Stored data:
◆ ◆ ◆ ◆ ◆

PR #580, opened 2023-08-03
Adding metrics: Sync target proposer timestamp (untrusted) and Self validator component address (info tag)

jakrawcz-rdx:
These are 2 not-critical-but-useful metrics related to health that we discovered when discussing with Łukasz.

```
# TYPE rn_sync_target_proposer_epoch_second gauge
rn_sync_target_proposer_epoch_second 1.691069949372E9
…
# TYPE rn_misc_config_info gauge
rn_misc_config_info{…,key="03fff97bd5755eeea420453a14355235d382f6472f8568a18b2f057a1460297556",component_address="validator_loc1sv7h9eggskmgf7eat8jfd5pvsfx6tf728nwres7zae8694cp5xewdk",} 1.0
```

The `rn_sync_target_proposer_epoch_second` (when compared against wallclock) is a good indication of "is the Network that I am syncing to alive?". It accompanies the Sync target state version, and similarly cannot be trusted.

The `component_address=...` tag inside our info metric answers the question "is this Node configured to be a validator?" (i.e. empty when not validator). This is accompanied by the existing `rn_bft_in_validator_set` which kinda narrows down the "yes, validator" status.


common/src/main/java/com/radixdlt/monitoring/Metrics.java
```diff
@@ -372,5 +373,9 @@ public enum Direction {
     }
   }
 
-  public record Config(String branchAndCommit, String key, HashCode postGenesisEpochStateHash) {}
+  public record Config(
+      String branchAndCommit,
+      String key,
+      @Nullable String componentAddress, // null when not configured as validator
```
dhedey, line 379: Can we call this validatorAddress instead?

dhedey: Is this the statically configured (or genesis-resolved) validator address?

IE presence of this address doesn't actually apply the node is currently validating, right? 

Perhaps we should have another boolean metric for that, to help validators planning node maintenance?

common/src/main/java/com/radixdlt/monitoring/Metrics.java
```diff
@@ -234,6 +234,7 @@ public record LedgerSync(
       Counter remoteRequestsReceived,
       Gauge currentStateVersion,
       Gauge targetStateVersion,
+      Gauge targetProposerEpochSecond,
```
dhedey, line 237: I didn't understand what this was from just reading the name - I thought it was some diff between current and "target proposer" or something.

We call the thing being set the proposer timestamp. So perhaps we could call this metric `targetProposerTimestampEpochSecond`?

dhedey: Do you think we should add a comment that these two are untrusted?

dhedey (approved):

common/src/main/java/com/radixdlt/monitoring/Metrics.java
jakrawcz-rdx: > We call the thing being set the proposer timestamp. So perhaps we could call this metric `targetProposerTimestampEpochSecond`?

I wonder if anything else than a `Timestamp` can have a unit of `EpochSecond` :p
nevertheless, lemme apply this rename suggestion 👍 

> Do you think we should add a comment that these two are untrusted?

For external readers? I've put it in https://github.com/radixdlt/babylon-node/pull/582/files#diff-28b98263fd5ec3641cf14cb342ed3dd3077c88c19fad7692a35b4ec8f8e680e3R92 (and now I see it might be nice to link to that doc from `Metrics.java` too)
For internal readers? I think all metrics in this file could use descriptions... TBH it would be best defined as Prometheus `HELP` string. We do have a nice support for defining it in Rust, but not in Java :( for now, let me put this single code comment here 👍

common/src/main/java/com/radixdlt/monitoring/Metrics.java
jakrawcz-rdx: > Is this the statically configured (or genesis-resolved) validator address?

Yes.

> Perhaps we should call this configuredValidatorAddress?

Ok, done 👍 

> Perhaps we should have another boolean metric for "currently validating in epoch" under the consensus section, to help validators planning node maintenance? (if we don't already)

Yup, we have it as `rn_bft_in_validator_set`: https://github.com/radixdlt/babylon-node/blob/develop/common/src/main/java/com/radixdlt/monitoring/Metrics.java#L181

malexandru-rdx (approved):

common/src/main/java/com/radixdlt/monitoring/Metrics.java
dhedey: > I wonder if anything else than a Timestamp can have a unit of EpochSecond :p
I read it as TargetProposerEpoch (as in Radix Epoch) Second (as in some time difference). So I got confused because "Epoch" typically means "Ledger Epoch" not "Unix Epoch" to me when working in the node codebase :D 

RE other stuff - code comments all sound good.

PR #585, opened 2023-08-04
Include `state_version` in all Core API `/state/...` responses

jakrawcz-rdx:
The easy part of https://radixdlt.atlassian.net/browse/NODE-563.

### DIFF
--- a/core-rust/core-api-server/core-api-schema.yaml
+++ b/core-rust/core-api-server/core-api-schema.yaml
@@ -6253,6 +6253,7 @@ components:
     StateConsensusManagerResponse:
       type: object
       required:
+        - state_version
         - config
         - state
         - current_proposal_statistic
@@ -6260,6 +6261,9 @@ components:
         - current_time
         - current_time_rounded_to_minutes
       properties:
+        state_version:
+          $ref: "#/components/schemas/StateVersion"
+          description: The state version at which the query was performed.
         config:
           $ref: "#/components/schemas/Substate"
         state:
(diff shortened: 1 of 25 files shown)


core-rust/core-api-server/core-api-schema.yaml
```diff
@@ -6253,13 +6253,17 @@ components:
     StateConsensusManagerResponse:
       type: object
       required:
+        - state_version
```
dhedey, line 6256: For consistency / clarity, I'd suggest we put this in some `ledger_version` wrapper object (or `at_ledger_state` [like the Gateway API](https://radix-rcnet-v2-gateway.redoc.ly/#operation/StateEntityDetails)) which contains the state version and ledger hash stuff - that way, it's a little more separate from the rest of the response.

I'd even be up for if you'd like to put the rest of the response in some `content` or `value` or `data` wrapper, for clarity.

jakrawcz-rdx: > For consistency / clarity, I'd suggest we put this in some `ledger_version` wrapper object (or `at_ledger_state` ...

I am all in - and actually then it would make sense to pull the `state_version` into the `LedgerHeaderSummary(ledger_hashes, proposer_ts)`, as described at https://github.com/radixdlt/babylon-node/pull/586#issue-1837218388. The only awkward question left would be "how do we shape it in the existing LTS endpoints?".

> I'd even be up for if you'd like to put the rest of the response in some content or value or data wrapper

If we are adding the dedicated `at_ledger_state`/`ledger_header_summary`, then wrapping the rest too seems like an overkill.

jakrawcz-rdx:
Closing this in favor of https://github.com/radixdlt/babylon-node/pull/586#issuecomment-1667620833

◆ ◆ ◆ ◆ ◆

TASK INSTRUCTIONS:
What you return must match the records exactly, line for line.

SOLUTION BELOW:
PR #580, opened 2023-08-03
Adding metrics: Sync target proposer timestamp (untrusted) and Self validator component address (info tag)

jakrawcz-rdx:
These are 2 not-critical-but-useful metrics related to health that we discovered when discussing with Łukasz.

```
# TYPE rn_sync_target_proposer_epoch_second gauge
rn_sync_target_proposer_epoch_second 1.691069949372E9
…
# TYPE rn_misc_config_info gauge
rn_misc_config_info{…,key="03fff97bd5755eeea420453a14355235d382f6472f8568a18b2f057a1460297556",component_address="validator_loc1sv7h9eggskmgf7eat8jfd5pvsfx6tf728nwres7zae8694cp5xewdk",} 1.0
```

The `rn_sync_target_proposer_epoch_second` (when compared against wallclock) is a good indication of "is the Network that I am syncing to alive?". It accompanies the Sync target state version, and similarly cannot be trusted.

The `component_address=...` tag inside our info metric answers the question "is this Node configured to be a validator?" (i.e. empty when not validator). This is accompanied by the existing `rn_bft_in_validator_set` which kinda narrows down the "yes, validator" status.


common/src/main/java/com/radixdlt/monitoring/Metrics.java
```diff
@@ -372,5 +373,9 @@ public enum Direction {
     }
   }
 
-  public record Config(String branchAndCommit, String key, HashCode postGenesisEpochStateHash) {}
+  public record Config(
+      String branchAndCommit,
+      String key,
+      @Nullable String componentAddress, // null when not configured as validator
```
dhedey, line 379: Can we call this validatorAddress instead?

dhedey: Is this the statically configured (or genesis-resolved) validator address?

IE presence of this address doesn't actually apply the node is currently validating, right? 

Perhaps we should have another boolean metric for that, to help validators planning node maintenance?

common/src/main/java/com/radixdlt/monitoring/Metrics.java
```diff
@@ -234,6 +234,7 @@ public record LedgerSync(
       Counter remoteRequestsReceived,
       Gauge currentStateVersion,
       Gauge targetStateVersion,
+      Gauge targetProposerEpochSecond,
```
dhedey, line 237: I didn't understand what this was from just reading the name - I thought it was some diff between current and "target proposer" or something.

We call the thing being set the proposer timestamp. So perhaps we could call this metric `targetProposerTimestampEpochSecond`?

dhedey: Do you think we should add a comment that these two are untrusted?

dhedey (approved):

common/src/main/java/com/radixdlt/monitoring/Metrics.java
jakrawcz-rdx: > We call the thing being set the proposer timestamp. So perhaps we could call this metric `targetProposerTimestampEpochSecond`?

I wonder if anything else than a `Timestamp` can have a unit of `EpochSecond` :p
nevertheless, lemme apply this rename suggestion 👍 

> Do you think we should add a comment that these two are untrusted?

For external readers? I've put it in https://github.com/radixdlt/babylon-node/pull/582/files#diff-28b98263fd5ec3641cf14cb342ed3dd3077c88c19fad7692a35b4ec8f8e680e3R92 (and now I see it might be nice to link to that doc from `Metrics.java` too)
For internal readers? I think all metrics in this file could use descriptions... TBH it would be best defined as Prometheus `HELP` string. We do have a nice support for defining it in Rust, but not in Java :( for now, let me put this single code comment here 👍

common/src/main/java/com/radixdlt/monitoring/Metrics.java
jakrawcz-rdx: > Is this the statically configured (or genesis-resolved) validator address?

Yes.

> Perhaps we should call this configuredValidatorAddress?

Ok, done 👍 

> Perhaps we should have another boolean metric for "currently validating in epoch" under the consensus section, to help validators planning node maintenance? (if we don't already)

Yup, we have it as `rn_bft_in_validator_set`: https://github.com/radixdlt/babylon-node/blob/develop/common/src/main/java/com/radixdlt/monitoring/Metrics.java#L181

malexandru-rdx (approved):

common/src/main/java/com/radixdlt/monitoring/Metrics.java
dhedey: > I wonder if anything else than a Timestamp can have a unit of EpochSecond :p
I read it as TargetProposerEpoch (as in Radix Epoch) Second (as in some time difference). So I got confused because "Epoch" typically means "Ledger Epoch" not "Unix Epoch" to me when working in the node codebase :D 

RE other stuff - code comments all sound good.

PR #585, opened 2023-08-04
Include `state_version` in all Core API `/state/...` responses

jakrawcz-rdx:
The easy part of https://radixdlt.atlassian.net/browse/NODE-563.

### DIFF
--- a/core-rust/core-api-server/core-api-schema.yaml
+++ b/core-rust/core-api-server/core-api-schema.yaml
@@ -6253,6 +6253,7 @@ components:
     StateConsensusManagerResponse:
       type: object
       required:
+        - state_version
         - config
         - state
         - current_proposal_statistic
@@ -6260,6 +6261,9 @@ components:
         - current_time
         - current_time_rounded_to_minutes
       properties:
+        state_version:
+          $ref: "#/components/schemas/StateVersion"
+          description: The state version at which the query was performed.
         config:
           $ref: "#/components/schemas/Substate"
         state:
(diff shortened: 1 of 25 files shown)


core-rust/core-api-server/core-api-schema.yaml
```diff
@@ -6253,13 +6253,17 @@ components:
     StateConsensusManagerResponse:
       type: object
       required:
+        - state_version
```
dhedey, line 6256: For consistency / clarity, I'd suggest we put this in some `ledger_version` wrapper object (or `at_ledger_state` [like the Gateway API](https://radix-rcnet-v2-gateway.redoc.ly/#operation/StateEntityDetails)) which contains the state version and ledger hash stuff - that way, it's a little more separate from the rest of the response.

I'd even be up for if you'd like to put the rest of the response in some `content` or `value` or `data` wrapper, for clarity.

jakrawcz-rdx: > For consistency / clarity, I'd suggest we put this in some `ledger_version` wrapper object (or `at_ledger_state` ...

I am all in - and actually then it would make sense to pull the `state_version` into the `LedgerHeaderSummary(ledger_hashes, proposer_ts)`, as described at https://github.com/radixdlt/babylon-node/pull/586#issue-1837218388. The only awkward question left would be "how do we shape it in the existing LTS endpoints?".

> I'd even be up for if you'd like to put the rest of the response in some content or value or data wrapper

If we are adding the dedicated `at_ledger_state`/`ledger_header_summary`, then wrapping the rest too seems like an overkill.

jakrawcz-rdx:
Closing this in favor of https://github.com/radixdlt/babylon-node/pull/586#issuecomment-1667620833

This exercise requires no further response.